→ Material for the task:
┄┄┄┄┄┄┄┄┄┄┄┄┄┄┄┄┄┄┄┄

PR #866, opened 2023-08-14
Use bookworm to fix version woes

dragon-dxw:
Comparable to https://github.com/nationalarchives/ds-caselaw-editor-ui/pull/1107 -- upgrade Debian to upgrade Node to support upgrades of packages.

### DIFF
--- a/Dockerfile
+++ b/Dockerfile
@@ -1,4 +1,4 @@
-ARG PYTHON_VERSION=3.11-slim-bullseye
+ARG PYTHON_VERSION=3.11-slim-bookworm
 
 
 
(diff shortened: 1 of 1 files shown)


Dockerfile
```diff
@@ -41,7 +41,7 @@ ENV BUILD_ENV ${BUILD_ENVIRONMENT}
 WORKDIR ${APP_HOME}
 
 RUN addgroup --system django \
-    && adduser --system --ingroup django django
+    && adduser --system --ingroup django --home /home/django django
```
dragon-dxw, line 44: It works without this, but I've put this in as well to try to preserve editor/public parity.

I don't understand why this doesn't fail the same way any more.

anthonyhashemi (approved):

PR #872, opened 2023-08-24
Fix the use of the shared module in PUI

anthonyhashemi:
## Changes in this PR:

- Fix the usage of the shared scss.
In particular we had forgotten to update the scss import in `ds_judgements_public_ui/sass/judgmentpdf.scss`

I have also just dropped `.scss` from the import as that is the convention we use in this repo.

I hadn't verified this properly before as I just ran `npm run start-sass` but not `npm run build`

`npm run build` did give a complaint about `@import "includes/judgment_text";` since it was still referenced in `ds_judgements_public_ui/sass/judgmentpdf.scss`

https://trello.com/c/WkhvV1VO/1223-eui-pui-set-up-shared-front-end-code-repo-and-add-documenttext-css-to-it

### DIFF
--- a/ds_judgements_public_ui/sass/judgmentpdf.scss
+++ b/ds_judgements_public_ui/sass/judgmentpdf.scss
@@ -1,6 +1,6 @@
 @import "includes/variables";
 @import "includes/mixins";
-@import "includes/judgment_text";
+@import "../../node_modules/@nationalarchives/ds-caselaw-frontend/src/main";
 
 html {
   font-size: 12px;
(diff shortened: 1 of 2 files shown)


jacksonj04:
I'm worried that this implies we can ship invalid SCSS and it makes it all the way through testing and linting! Maybe we need to add a build step to the checks?

jacksonj04 (approved):

dragon-dxw (approved):

anthonyhashemi:
> I'm worried that this implies we can ship invalid SCSS and it makes it all the way through testing and linting! Maybe we need to add a build step to the checks?

definitely. will make card to address this in next sprint

PR #876, opened 2023-08-31
(FCL-138) Upgrade to Django 4

dragon-dxw:
Just updating the dependency.


dragon-dxw:
Jumping to Django 5 instead.

PR #891, opened 2023-09-12
Judgment template now uses common wrapper

jacksonj04:
This gets rid of the custom wrapper and navigation templates for judgments, meaning we only have to maintain one set of common page chrome.


timcowlishaw (approved):
Aha ace, much simpler. Thanks @jacksonj04!

PR #896, opened 2023-09-19
Breadcrumbs now render from structured data

jacksonj04:
The breadcrumbs now use the `breadcrumbs` array in the context to build and render a list from structured data.

For templates with hardcoded breadcrumbs, these can be overridden with the `breadcrumbs` block as previously.

### DIFF
--- a/judgments/views/detail.py
+++ b/judgments/views/detail.py
@@ -110,11 +110,27 @@ def detail(request, document_uri):
         else reverse("detail_pdf", args=[document.uri])
     )
 
+    if document.document_noun == "press summary":
+        breadcrumbs = [
+            {
+                "url": "/" + context["linked_document_uri"],
+                "text": document.name.removeprefix("Press Summary of "),
+            },
+            {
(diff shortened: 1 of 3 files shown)


judgments/views/detail.py
```diff
@@ -110,11 +110,27 @@ def detail(request, document_uri):
         else reverse("detail_pdf", args=[document.uri])
     )
 
+    if document.document_noun == "press summary":
+        breadcrumbs = [
+            {
+                "url": "/" + context["linked_document_uri"],
```
anthonyhashemi, line 116: why do we need url in the case of press summaries?

jacksonj04: This is keeping behaviour the same - at the moment it's structured:

Find Case Law > The Case of Foo vs Bar > Press Summary

anthonyhashemi: I had forgotten the fact that the middle section needs the url for it to be a link

anthonyhashemi (approved):

PR #905, opened 2023-09-29
Search date parser now returns a real `date` instead of a yyyy-mm-dd string

Donna-H:
## Changes in this PR:
Bug fix : update date filters  from yyyy-mm-dd to dd-mm-yyyy
https://trello.com/c/eSE97UiL/1094-pui-date-filters-read-yyyy-mm-dd-should-read-dd-mm-yyyy
### Before
before

### After
after

### DIFF
--- a/judgments/utils.py
+++ b/judgments/utils.py
@@ -1,7 +1,7 @@
 import math
 import re
 from calendar import monthrange
-from datetime import datetime
+from datetime import date, datetime
 from typing import Optional, TypedDict
 from urllib.parse import parse_qs, urlparse
 
@@ -190,7 +190,7 @@ def parse_parameter_as_int(params, parameter_name, default=None):
         return default
 
 
-def parse_date_parameter(params, param_name, default_to_last=False):
+def parse_date_parameter(params, param_name, default_to_last=False) -> Optional[date]:
     year_param_name = f"{param_name}_year"
     month_param_name = f"{param_name}_month"
     day_param_name = f"{param_name}_day"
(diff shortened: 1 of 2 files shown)


Donna-H:
[[PUI] Date filters read yyyy-mm-dd; should read dd-mm-yyyy](https://trello.com/c/eSE97UiL/1094-pui-date-filters-read-yyyy-mm-dd-should-read-dd-mm-yyyy)

Donna-H:
[[PUI] Date filters read yyyy-mm-dd; should read dd-mm-yyyy](https://trello.com/c/eSE97UiL/1094-pui-date-filters-read-yyyy-mm-dd-should-read-dd-mm-yyyy)

judgments/utils.py
```diff
@@ -205,7 +205,7 @@ def parse_date_parameter(params, param_name, default_to_last=False):
         day = parse_parameter_as_int(params, day_param_name, default=default_day)
 
         dt = datetime(year, month, day)
-        return dt.strftime("%Y-%m-%d")
+        return dt.strftime("%d-%m-%Y")
```
anthonyhashemi, line 208: worth adding a test for this bug fix

jacksonj04: Looks like we already have a failing test which just needs updating! @Donna-H let me know if you need a hand.

Donna-H: @jacksonj04 updated thanks for help please review the changes

jacksonj04 (approved):
Behaviour is now to format the date as "dd mon yyyy" (the default short date format), because we're passing a structured date object into the template and it's doing `.__str__` behind the scenes.

I'm happy with this, @HLLindon is happy with this. We can change the actual template behaviour later if we _really_ want dd-mm-yyyy.

Screenshot 2023-10-03 at 10 15 10

PR #908, opened 2023-10-03
Validate that inputted search years are within court date range

timcowlishaw:
## Changes in this PR:

If users search for judgments outside the range of our collection, warn them early. The copy may need a tweak

`./manage.py recalculate_court_dates --write` needs to have been run in the past for this to work (it should be run by cron on staging and prod, but may lead to some head-scratching locally if no errors are raised)

https://trello.com/c/wZwFBPAH/1086-pui-dont-allow-years-in-search-outside-our-collection-date
## Screenshots of UI changes:
Screenshot 2023-10-03 at 18 34 51

### DIFF
--- a/judgments/utils.py
+++ b/judgments/utils.py
@@ -190,7 +190,9 @@ def parse_parameter_as_int(params, parameter_name, default=None):
         return default
 
 
-def parse_date_parameter(params, param_name, default_to_last=False) -> Optional[date]:
+def parse_date_parameter(
+    params, param_name, default_to_last=False, start_year=None, end_year=None
+) -> Optional[date]:
     year_param_name = f"{param_name}_year"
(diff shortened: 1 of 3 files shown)


judgments/utils.py
```diff
@@ -190,14 +190,23 @@ def parse_parameter_as_int(params, parameter_name, default=None):
         return default
 
 
-def parse_date_parameter(params, param_name, default_to_last=False) -> Optional[date]:
+def parse_date_parameter(
```
jacksonj04, line 193: I think we're perhaps starting to hang too much on this function. I'm happy with this for now, but we should consider this as a candidate for refactoring how we validate the fields (eg by splitting "is this year valid" into its own validator)

jacksonj04 (approved):

PR #909, opened 2023-10-04
re-order filters on search pages

Donna-H:
## Changes in this PR:
Re-order filters on search pages
https://trello.com/c/GIFCMk3B/1039-pui-re-order-filter-boxes-so-court-lists-are-lower
### Before
before-structured-search
before-filter-search

### After
Screenshot from 2023-10-05 13-43-49

after-filter-page

### DIFF
--- a/ds_judgements_public_ui/templates/includes/results_filters_inputs.html
+++ b/ds_judgements_public_ui/templates/includes/results_filters_inputs.html
@@ -82,7 +82,6 @@
     </fieldset>
   </div>
 </div>
-{% include "includes/structured_search_additional_inputs.html" %}
 <div class="structured-search__multi-fields-panel">
   <div class="structured-search__specific-field-container">
     <label for="party_name"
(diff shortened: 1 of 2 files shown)


Donna-H:
[PUI: Re-order filter boxes so court lists are lower](https://trello.com/c/GIFCMk3B/1039-pui-re-order-filter-boxes-so-court-lists-are-lower)

ds_judgements_public_ui/templates/includes/results_filters_inputs.html
```diff
@@ -82,6 +74,15 @@
...
 </div>
+<div class="structured-search__single-field-panel">
+  <div class="structured-search__limit-to-container">
+    <fieldset>
+      <legend class="structured-search__limit-to-label">From specific courts or tribunals</legend>
+      <div class="structured-search__court-options" id="court">{% include "includes/courts_options.html" %}</div>
+    </fieldset>
+  </div>
+</div>
+{% include "includes/structured_search_additional_inputs.html" %}
```
timcowlishaw, line 85: Just wanted to check - did this line need moving? This adds the 'neutral citation' and 'keywords' fields on the structured search page, which should show up *below* the courts there, but not show up at all in the filters on the results page.

timcowlishaw (changes requested):
Hey donna - one quick query - I think something else might have been moved that didn't need to be. If you could just confirm that the *neutral citation* and *keywords* fields:

- Show up on the structured search page *below* the courts list
- *Don't show up at all* in the filters on results pages

... then i think we're good to go. Thank you!!

timcowlishaw (approved):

┄┄┄┄┄┄┄┄┄┄┄┄┄┄┄┄┄┄┄┄

→ Requirement: All that belongs in the answer is the run of lines above from the line containing "PR #872, opened 2023-08-24" through the line containing "I hadn't verified", exactly as written.

→ Answer to the exercise:
PR #872, opened 2023-08-24
Fix the use of the shared module in PUI

anthonyhashemi:
## Changes in this PR:

- Fix the usage of the shared scss.
In particular we had forgotten to update the scss import in `ds_judgements_public_ui/sass/judgmentpdf.scss`

I have also just dropped `.scss` from the import as that is the convention we use in this repo.

I hadn't verified this properly before as I just ran `npm run start-sass` but not `npm run build`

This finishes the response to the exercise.